GMMH - supporting hepatitis C elimination and harm reduction

This blog has kindly been contributed by the team at the Greater Manchester Mental Health NHS Foundation Trust (GMMH).

Greater Manchester Mental Health NHS Foundation Trust (GMMH) are the provider of community addiction services across four of the ten local authority boroughs in Greater Manchester. Known as Achieve, the service operates in Bury, Bolton, Salford and Trafford (BBST) and, with GMMH as the lead provider, this is a partnership with seven other sub-contractors. Throughout our involvement in the Hep C U Later elimination programme, partners have worked innovatively and collaboratively, with a Jubilee weekend event held last year at Great Places, a housing provider, where our assertive outreach team, delivered by The Big Life Group, undertook dry blood spot testing (DBST) to service users attending the celebrations!

The Hep C U Later team have been an amazing source of support for Achieve BBST. In early 2023 a small grant was identified, enabling us to recruit administration support to assist with the wider scope of the project.

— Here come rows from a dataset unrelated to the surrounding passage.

PR #1287, opened 2026-07-11
fix: port the Hamster plugin internals to the new core and GTK 4

pentux-GitHub:
## Summary

Follow-up to #1286, delivering the "noticed in passing" list there:
with the engine now refusing to activate Hamster when the service is
absent, this makes the plugin actually work when the service *is*
there. First full GTG↔Hamster loop verified on the new core.

## What was broken

The plugin still spoke the old core and GTK 3 throughout:

- `on_task_modified` referenced an undefined `task_id` (NameError the
  moment any task was completed), plus `get_id()` / `get_status()` /
  `STA_*` everywhere; helper.py used `get_title()`, `get_excerpt()`,
  `get_tags_name()`.
- The editor menu block built a `Gio.MenuItem` and then treated it
  like an old Gtk widget (`props.text`, `show_all()`,
  `connect('clicked')`); the change-label helpers indexed the stored
  item as a tuple (`[0]` TypeError).
- The headerbar button handler passed the clicked widget where the
  plugin api was expected (pre-existing), so toggling from the browser
  crashed as soon as the task's editor had been opened once. The
  relabel helpers also now only touch an editor's menu — called with
  the browser api they would silently append items to the burger menu.
- The records table used `Gtk.Viewport.add()` / `ShadowType`, both
  gone in GTK 4.
- `GetTodaysFacts()` was unguarded (the exact ServiceUnknown /
  NameHasNoOwner emitter from #998); `deactivate()` could pass a None
  widget id and never disconnected its datastore handlers; dead
  liblarch subscription code lingered.
- The selection callback still expected a `GtkTreeSelection`
  (`count_selected_rows()`).

## Bonus core fix

The plugin turned out to be the first real caller of
`PluginAPI.get_selected()` on the new core, and it was broken:
`MainWindow.get_selected_tasks()` still called the old tree's
`get_selected_nodes()`, which no longer exists. It now honors its
documented contract (a list of task ids) through the new pane's
`get_selection()`. Neighboring old-tree calls remain on the tag side
(~1446/1562/1748) — left for a follow-up.

## Tests and verification

New `tests/plugins/test_hamster_plugin.py`: FactBuilder builds a fact
from a real new-core Task, completing a task no longer NameErrors, and
`get_active_id()` survives a vanishing service. Red on master, green
after.

Verified live against hamster-time-tracker 3.0.3: headerbar button
enables on selection, starting from GTG creates the running activity
in Hamster, the records table renders in the task editor, toggling
works on a task whose editor was previously opened, and completing the
task stops the tracking automatically (with the historical one-minute
buffer). No tracebacks.

- The fact string sends empty fields as bare commas when description
  or tags are empty (cosmetic in Hamster's UI).
- The old-tree calls on the tag side of main_window, listed above.

### DIFF
--- a/GTG/gtk/browser/main_window.py
+++ b/GTG/gtk/browser/main_window.py
@@ -1531,24 +1531,22 @@ class MainWindow(Gtk.ApplicationWindow):
             return None
 
     def get_selected_tasks(self, tree_view: str = ''):
-        """
-        Returns a list of 'uids' of the selected tasks, and the corresponding
-        iters
+        """Return the ids of the selected tasks, if any.
 
-        @param tree_view: The tree view to find the selected task in.
-                          Defaults to the task_tview.
+        @param tree_view: The pane to look in. Defaults to the
+                          currently selected one, falling back to the
+                          first pane with a selection.
         """
-
-        selected = []
         if tree_view:
-            selected = self.panes[tree_view].get_selected_nodes()
+            tasks = self.panes[tree_view].get_selection()
         else:
-            current_pane = self.get_selected_pane()
-            selected = self.panes[current_pane].get_selected_nodes()
-            for i in self.panes:
-                if not selected:
-                    selected = self.panes[i].get_selected_nodes()
-        return selected
+            tasks = self.panes[self.get_selected_pane()].get_selection()
+            if not tasks:
+                for pane in self.panes.values():
+                    tasks = pane.get_selection()
+                    if tasks:
+                        break
+        return [task.id for task in tasks]
 
     # If nospecial=True, only normal @tag are considered
     def get_selected_tags(self, nospecial=False):
--- a/GTG/plugins/hamster/hamster.py
+++ b/GTG/plugins/hamster/hamster.py
@@ -26,7 +26,7 @@ from gettext import gettext as _
 import dbus
 from gi.repository import Gtk, Gio
 
-from GTG.core.tasks import Task
+from GTG.core.tasks import Status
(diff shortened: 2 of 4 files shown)


pentux-GitHub:
One more field datapoint: on current master (while testing the
unrelated #1288 branch), simply selecting a task with the plugin
enabled crashes with AttributeError: 'list' object has no attribute
'count_selected_rows' (hamster.py:333, via the api's selection
callback). The selection_changed port in this PR fixes exactly that
path.

diegogangl:
This works correctly but I get a traceback when enabling:

```
  File "/home/januz/code/gtg/.local_build/install/lib/python3.14/site-packages/GTG/gtk/editor/taskview.py", line 206, in _masked_processing
    self.process(mask_current_word=buffer.get_modified())
```

pentux-GitHub:
Thanks for testing! Could you paste the full traceback? The snippet cuts off at the first frame (`taskview.py:206`, `_masked_processing`), so I can't see what actually raises.

Worth noting: that line is in the editor's text-processing path, not in anything this PR touches (the diff is `main_window.py`, `hamster.py`, `helper.py` + tests — `taskview.py` is untouched). So this may be a pre-existing editor issue that enabling the plugin happens to surface rather than something introduced here. The full stack will tell us which — I'll chase it down either way.

diegogangl:
I've rebased and tried again, but couldn't find the traceback

diegogangl:
LGTM, thanks!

The grant also provided Achieve with the opportunity to purchase further Love to Shop vouchers, complementing our testing events and encouraging engagement for those service users who the team have been struggling to secure testing arrangements with.

In March 2023, Achieve GMMH colleagues worked with a team at MRI to set up fibro scan clinics on site in Trafford as part of the Community Liver Health Check Programme and we aim to have a weekly clinic in Salford by the end of May and hopefully expand to the rest of the BBST sites over the course of 2023.

We also took delivery of a Cepheid machine and fibro scan machine in Bolton purchased by Bolton Commissioners via the Rough Sleeper Drug and Alcohol Grant, to improve the health of Bolton rough sleepers.

In April 2023, the Hep C U Later team graciously loaned Achieve a Cepheid machine, which is sited in Achieve Bury and will be an important part of the BBST Harm Reduction team’s efforts to achieve Hep C micro elimination in this area. To support this work, we have also recently purchased a large quantity of rapid antibody tests.

GMMH deliver numerous services across Greater Manchester, to those experiencing multiple disadvantage, including homelessness and co-occurring conditions of mental illness and drug and/or alcohol dependency. We will be working hard to make sure we reach those who are most vulnerable and have also invested in training our naloxone peers in dry blood spot testing, in the belief that it’s very often not service users who are hard to reach, but services not reaching those in need.

To date our Achieve clinical team have delivered DBST training to eight of our BBST Harm Reduction Peers all of whom will offer peer to peer (P2P) DBST out in the community as part of our enhanced peer led harm reduction offer.

This has been a wonderful coproduction which has seen the GMMH Harm Reduction Peers working together with Achieve staff to develop the Standard Operating Procedure (SOP) and processes to support those with lived and living experience of addiction to work in partnership with the trust to take DBST out into the community.

Our peer led DBST approach aims to meet people where they are by taking treatment and wider support to those who for whatever reason are not accessing services.

Everyone is really excited to see the project grow and progress ensuring that we put the BBST Harm Reduction peers front and centre at the heart of everything!

The work detailed in this blog was the result of a collaborative team effort across GMMH with support from the highly valued naloxone peers and George Charlton.